PR #4633, opened 2025-08-07
Update numbers.md: Adding ampersands and revised 1 vs one

laurenvocke-va:
## Summary

Added the ampersand information (moved from the Punctuation section). Revised the guidance on using "1" versus "one" to only use "one" with certain phrases. Made edits to align the rest of the content with our style.

## Preview Environment Links


DanielleThierryUSDSVA (approved):
@laurenvocke-va I made a few minor tweaks and I think this is good to go. Thank you!

PR #4766, opened 2025-09-03
Button: Updating urls in guidance

babsdenney:
## Summary

Updated links on when you should choose a link vs. a button

## Preview Environment Links

[Open Preview Environment](https://dev-design.va.gov/4766)


danbrady (approved):
@babsdenney Links look good and are working now. 🎉 

I notice that the text (that already existed) is not consistent with capitalization of "link" and "button". Since they're both components now, I believe we should be capitalizing both in both links? Also, the actual link text states "links vs. buttons" but the section header is "button vs. link". I think either way is fine, but we might want to be consistent.

PR #4842, opened 2025-09-17
Updating email guidance

derekwang99:
## Summary

_Provide a brief summary of what this PR does, if the title doesn't fully explain it._

## Related Issue

Closes #[Issue_number]

## Preview Environment Links


derekwang99:
Note: One area of concern is **Action Link > "Don’t include more than 3 Action Links total–it is strongly encouraged to only use one**". VADS guidance (outside of emails) suggests that only 1 Action Link be used. However, in the context of emails, Action Links are taking over the primary CTA function of links, which suggests that there can be at most 3, so I wrote in that 3 Action Links could be used (since there has been cases where 2 were needed).

danbrady (approved):

PR #696, opened 2024-11-06
Progress: support for decimals

roberto-proj:
When there is a decimal value such as "10.5", the progress bar will be able to assign its decimal fraction to it, instead of considering only the integral part of that number.


robsontenorio:
Thanks!

PR #707, opened 2024-11-13
Add column visibility control to Table component

iurigustavo:
Introduced TableColumnsSelector component to manage column visibility settings using localStorage. Updated the Table component to respect these settings and dynamically show/hide columns based on user preferences.


robsontenorio:
@iurigustavo when you have chance update this with the main branch to check if is ok.

iurigustavo:
It still needs a few more tests, but I'll write it down here.

PR #711, opened 2024-11-15
FEATURE | Radio - New label option to integrate HTML

9christian9:
I added the possibility of passing HTML in the option label.

```PHP
<x-code>
        @verbatim('docs')
            @php
                $users = App\Models\User::take(3)->get();
                $labelHtml = "<x-popover>
                    <x-slot:trigger>
                        <x-icon name='o-information-circle'/> Select one
                    </x-slot:trigger>
                    <x-slot:content>
                        HEY, this is a suggestion
                    </x-slot:content>
                </x-popover>";
            @endphp
            <x-radio
                :labelHtml=$labelHtml
                :options="$users"
                wire:model="selectedUser3" />
        @endverbatim
    </x-code>
```

### DIFF
--- a/src/View/Components/Radio.php
+++ b/src/View/Components/Radio.php
@@ -13,6 +13,7 @@ class Radio extends Component
 
     public function __construct(
         public ?string $label = null,
+        public ?string $labelHtml = null,
         public ?string $hint = null,
         public ?string $hintClass = 'label-text-alt text-gray-400 ps-1 mt-2',
         public ?string $optionValue = 'id',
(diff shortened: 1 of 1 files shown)


9christian9:
mary-ui.com | Related DOC https://github.com/robsontenorio/mary-ui.com/pull/51

9christian9:
@robsontenorio what do you think? Will it be implemented?

robsontenorio:
Thanks for this!

robsontenorio:
@9christian9  The pitfall of this approach is that it will apply that HTML to all options. So, the popover content (or any html put) will be the same. A little gain in here.

With the same amount of code you can just use the label `slot` to achieve the same.

```
```


image

Or even simpler, just use the hint.


image

9christian9:
Ciao @robsontenorio, The purpose of this PR is precisely to pass HTML from a variable to the component because in my personal project I need this.
In fact, in my PR, the $labelHtml variable is quite distinct from the normal $label variable.
I think this modification may also be useful for other people

robsontenorio:
Thanks for your contribution!

With the release of maryUI v2, I’m closing this. If you still think this should be merged, please create a new branch from main and submit it again.

Issue #672, opened 2024-10-17
add support to change heading tags on cards


elliottcoe:
It would be great if the headings on a card could be changed to a html heading (h1, h2, h3 etc), this would really help with SEO when the card is the main part of the content on page.

9christian9:
Hi, I opened this PR https://github.com/robsontenorio/mary/pull/712

robsontenorio:
Closing in favor of #736

nickwild-999:
Shame you are not considering this @robsontenorio an h tag make much more sematic sense to be able to implement rather than an alt tag  #736 they serve different purposes. Can you be persuaded? 😊

PR #623, opened 2024-09-17
maryUI v2

robsontenorio:
# Overview

We don't expect breaking changes, except for removal of the default "primary" style for all the things.

- [x] Initial migration
- [x] Upgrade guide
- [x] Docs site
- [x] Review components
- [x] Review the Bootcamp
- [ ] Update all demos
- [x] Migrate the "Choices" component.
- [x] Review installer
- [x] Launch beta1 - **March 14**
- [x] Another betas - **March 15+**
- [x] Release v2 - **31 march**
- [ ] Release a brand new cool demo 

# Default style

Currently all the things are styled as "primary". That was a mistake and it will be changed at 2.x. According to UX/UI experts, by default, we should not use the primary style for all the things.

But if you want to keep all the things as primary , just set it as primary.

```html
<x-input ... class="input-primary" />
<x-toggle ... class="toggle-primary" />
<x-checkbox ... class="checkbox-primary" />
```

# Changelog

- Make all things non-primary **(breaking)**
- Uses default daisyUI classes instead of `text-red-*` , `text-gray-*`
- WIP ...

PR #712, opened 2024-11-15
FEATURE | Choose the html tag <h> to improve SEO

9christian9:
This feature allows you to decide which <code>h</code> HTML tags to use to improve SEO

### DIFF
--- a/src/View/Components/Card.php
+++ b/src/View/Components/Card.php
@@ -12,7 +12,9 @@ class Card extends Component
 
     public function __construct(
         public ?string $title = null,
+        public ?string $titleSEO = null,
         public ?string $subtitle = null,
+        public ?string $subtitleSEO = null,
         public ?bool $separator = false,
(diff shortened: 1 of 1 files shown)


9christian9:
#672

9christian9:
@robsontenorio what do you think? Will it be implemented?

igergow (changes requested):
That's good idea, I was going to suggest something similar, can you make it more precise titleSEO can be something as heading/headingType and the subtitleSEO as subheading/subheadingType?

robsontenorio:
Thanks for this!

elliottcoe:
> Thanks for this!
> 
> I am delaying it for now because of upcoming maryUI v2 (daisyUI 5 + Tailwind 4).

Oh that's great! Wasn't aware of MaryUI V2, exciting 😄

robsontenorio:
See #623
□ □ □
AIM OF THE TASK:
Once you find the line with "Hi, I opened" in the entries above, output it and each line after it up to and including the line with "- [x] Migrate", and nothing else.

EXERCISE RESULT:
Hi, I opened this PR https://github.com/robsontenorio/mary/pull/712

robsontenorio:
Closing in favor of #736

nickwild-999:
Shame you are not considering this @robsontenorio an h tag make much more sematic sense to be able to implement rather than an alt tag  #736 they serve different purposes. Can you be persuaded? 😊

PR #623, opened 2024-09-17
maryUI v2

robsontenorio:
# Overview

We don't expect breaking changes, except for removal of the default "primary" style for all the things.

- [x] Initial migration
- [x] Upgrade guide
- [x] Docs site
- [x] Review components
- [x] Review the Bootcamp
- [ ] Update all demos
- [x] Migrate the "Choices" component.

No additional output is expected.